Aerosol pollution has a shorter-lived effect on temperature than greenhouse gases. These particles typically rain out within a week or so, whereas greenhouse gases can remain airborne for many decades.
It’s unclear just how much aerosol particles have been counteracting the effect of global warming from excess greenhouse gases. However, an analysis by Andreae and colleagues reported in Nature suggests the future warming could be worse than even high-end projections if the cooling effect of aerosols have played a strong role in dampening the observed temperature rise.5
The skill of GCMs in capturing climate variability is more difficult to assess than their ability to reproduce average conditions for a few reasons.1
For one, the models are developed using data for the present climate, which doesn’t necessarily capture the full range of variability that will be found in the future. Past climates have a greater range of variability, but reconstructions of past climate from natural archives like tree-rings and ice cores contain more uncertainty than modern, instrumental obeservations of climate. This uncertaintly hinders testing of the models with past observations.
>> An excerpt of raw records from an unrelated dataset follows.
PR #2219, opened 2026-09-12
#2202: create sqlite-cache parent dir before realpath

### LINKED ISSUE #2202: entry.sh aborts when sqlite-cache points into a directory that does not exist yet
The `sqlite-cache` path in `entry.sh:218` goes through plain `realpath`. In the Debian-based `ruby:4.0.5` image that is GNU coreutils, which lets the last path component be missing but requires every directory above it to exist. So a workflow with `sqlite-cache: .cache/http.sqlite` and no `.cache/` in the checkout gets `No such file or directory` from `realpath`, and `set -e` stops the action before `judges download` and `judges update` run.

Nothing in the action creates that directory, so such a configuration fails on every fresh checkout, not only once. The default `http-cache.sqlite` is not affected, because its parent is the workspace itself.

Creating the parent directory with `mkdir -p` before the `realpath` call at `entry.sh:218` fixes it, and an `entries/` scenario that sets `INPUT_SQLITE-CACHE` to a path inside a missing directory would lock it down.

@yegor256

canburakyol:
Fixes #2202.

Same as #2203 but for \sqlite-cache\: GNU \
ealpath\ needs parent dirs to exist, so \sqlite-cache: .cache/http.sqlite\ with no \.cache/\ aborted the action under \set -e\. \mkdir -p\ the parent dir before the \
ealpath\ call.

### DIFF
--- a/entry.sh
+++ b/entry.sh
@@ -212,7 +212,9 @@ fi
 
 sqlite=$(printenv "INPUT_SQLITE-CACHE" || true)
 if [ -n "${sqlite}" ]; then
-    sqlite=$(realpath "$( [[ ${sqlite} = /* ]] && echo "${sqlite}" || echo "${GITHUB_WORKSPACE}/${sqlite}" )")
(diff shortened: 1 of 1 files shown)


Thayorns:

Furthermore, climate itself is complex. Ongoing research continues to shed light on the many factors influencing the variability of different climate patterns. Still, the factors themselves interact, as do climate patterns. This is particularly true for precipitation patterns affecting the Southwest.
- Reichler, T., and J. Kim. 2008. How well do coupled models simulate today’s climate? Bulletin for the American Meteorological Society, 89(3): 303-311.
- Bader, D.C., et al. 2008. Climate models: An assessment of strengths and limitations. A Report by the U.S. Climate Change Science Program and the Subcommittee on Global Change Research. Department of Energy, Office of Biological and Environmental Research, Washington, D.C.
- Senior, C.A., and J.F.B. Mitchell, 1993. Carbon dioxide and climate: The impact of cloud parameterization. Journal of Climate, 6: 5-12.
- Andreae, M.O., et al. 2004. Smoking rain clouds over the Amazon. Science, 303: 1337-1342.
- Andreae, M.O., C.D. Jones and P.M. Cox, 2005. Strong present-day aerosol cooling implies a hot future. Nature, 435: 1187-1190.